Il teologo madrileno è riuscito a separare il termine Testimonianza da un significato ridotto e legato unicamente al “buon esempio”, per collocarlo, soprattutto, nella vertigine che implica la fede come metodo di conoscenza affidabile per incontrare Dio. Con questa tesi l’autore, dal nostro mondo multiculturale e post-secolare segnato dall’“eclissi di Dio” come già lo aveva definito Martin Buber, ha cercato un dialogo leale con filosofi, teologi, scienziati e con il magistero della Chiesa di tutti i tempi.
Questo libro non è stato pensato per convincere, sebbene abbia un’architettura di una logica imponente, bensì per dialogare, specialmente con gli uomini del nostro tempo che vivono senza fede e che sono disposti a lasciarsi interrogare.
Il motivo della realizzazione di quest’opera, come lo stesso autore ha dichiarato parlando del libro in vari paesi dell’America Latina, è stato il desiderio di comprendere meglio se stesso e comprendere il tempo in cui viviamo.
Il Papa Francesco ha segnalato che “oggi non viviamo un’epoca di cambiamento, ma un cambiamento d’epoca”. Lo sconcerto, la paura e i dubbi, insieme ad altre piaghe che gli uomini e le donne della nostra società vivono quotidianamente, rendono necessario che l’“uomo intero” si interroghi e non concepisca già niente come scontato. Neppure noi credenti possiamo considerare come già sapute le parole che da sempre ci ha insegnato il cristianesimo, perché tante volte ormai ne ignoriamo il vero significato.
Come potranno vedere coloro che decidano di immergersi in quest’opera, l’autore non ha paura delle domande difficili, ma piuttosto ne ha bisogno e le stimola.
Un fatto accaduto in un tempo della storia e in uno spazio geografico ben definito, e testimoniato dalla Chiesa durante venti secoli: l’Incarnazione di Gesù Cristo, può essere fonte di verità e di conoscenza per un uomo colto del nostro tempo? La risposta che offre Prades mostra come la comprensione del mistero è resa possibile dall’irrompere di un fatto. La testimonianza allarga la ragione, provoca, attrae e può anche generare rifiuto in chi abbia un posizione già prestabilita. La testimonianza fa crescere la Chiesa, dato che obbliga soprattutto a pensare a Dio.

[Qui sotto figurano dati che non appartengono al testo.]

PR #226, opened 2023-07-17
chore: add server only guard

juliusmarminge:
Some are confused when getting the `"Missing UPLOADTHING_SECRET env variable."` error message when they try to use the utapi on the client. This improves that by adding a server only guard

### DIFF
--- a/packages/uploadthing/src/sdk/index.ts
+++ b/packages/uploadthing/src/sdk/index.ts
@@ -2,7 +2,17 @@ import { generateUploadThingURL } from "@uploadthing/shared";
 
 import { UPLOADTHING_VERSION } from "../constants";
 
-const UT_SECRET = process.env.UPLOADTHING_SECRET;
+function guardServerOnly() {
+  if (typeof window !== "undefined") {
+    throw new Error("The `utapi` should only be used on the client.");
+  }
+}
+
+function guardApiKey() {
+  if (!process.env.UPLOADTHING_SECRET)
+    throw new Error("Missing UPLOADTHING_SECRET env variable.");
+  return process.env.UPLOADTHING_SECRET;
+}
 
 /**
  * Request to delete files from UploadThing storage.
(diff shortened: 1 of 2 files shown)


packages/uploadthing/src/sdk/index.ts
```diff
@@ -2,7 +2,17 @@ import { generateUploadThingURL } from "@uploadthing/shared";
 
 import { UPLOADTHING_VERSION } from "../constants";
 
-const UT_SECRET = process.env.UPLOADTHING_SECRET;
+function guardServerOnly() {
+  if (typeof window !== "undefined") {
+    throw new Error("The `utapi` should only be used on the client.");
```
markflorkowski, line 7: "The `utapi` can only be used on the server."

packages/uploadthing/src/sdk/index.ts
```diff
@@ -13,14 +23,16 @@ const UT_SECRET = process.env.UPLOADTHING_SECRET;
  * await deleteFiles(["2e0fdb64-9957-4262-8e45-f372ba903ac8_image.jpg","1649353b-04ea-48a2-9db7-31de7f562c8d_image2.jpg"])
  */
 export const deleteFiles = async (fileKeys: string[] | string) => {
+  guardServerOnly();
+  const apiKey = guardApiKey();
```
markflorkowski, line 27: Is this used anywhere other than the fetch below?

markflorkowski (changes requested):

markflorkowski:
Good call on this

packages/uploadthing/src/sdk/index.ts
juliusmarminge: Whooops 😅

packages/uploadthing/src/sdk/index.ts
juliusmarminge: Nope, but I didn't wanna move the order of execution so I kept it at the beginning of the function. You wanna just in-line it straight in the fetch call?

markflorkowski: Yeah I was thinking to just inline it

markflorkowski (approved):

markflorkowski:
changeset?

Quest’opera non si limita al dialogo con “quelli che stanno fuori”, ma si presenta piuttosto come una gran provocazione per affrontare la sfida che la Chiesa vive oggi: trasmettere la fede alle nuove generazioni. Come diceva Sant’Ambrogio, “Non piacque a Dio di operare la salvezza del suo popolo mediante la dialettica”.
La testimonianza ha un valore centrale per la fede e suscita anche domande per il credente. Come ha lasciato scritto Benedetto XVI, “perché, Signore, ti sei mostrato solo a un piccolo gruppo di discepoli della cui testimonianza noi dobbiamo ora fidarci?” Nella trasmissione della fede le domande dell’uomo religioso non possono essere retoriche, ma reali e vive per comprendere meglio la missione educativa che ha la Chiesa.

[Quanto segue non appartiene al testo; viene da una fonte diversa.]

PR #227, opened 2023-07-18
Sveltekit support

miguelvelasquezdev:


markflorkowski:
Looks like a duplicate of #225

Nell’epoca di Twitter e dei messaggi brevi, il religioso madrileno ci offre un libro denso di 462 pagine in cui le parole sono misurate con molta precisione. Vi si insegna, non senza un gran impegno, a pensare con rigore e attenzione per non perdere la sua ricchezza.
Quest’opera è come le fondamenta di una casa che si progettano perché essa duri mille anni, richiede molto studio; ma non quello che ci porta a un pensiero disincarnato e astratto, ma piuttosto, al contrario, quello che asseconda il desiderio di poter comprendere il presente.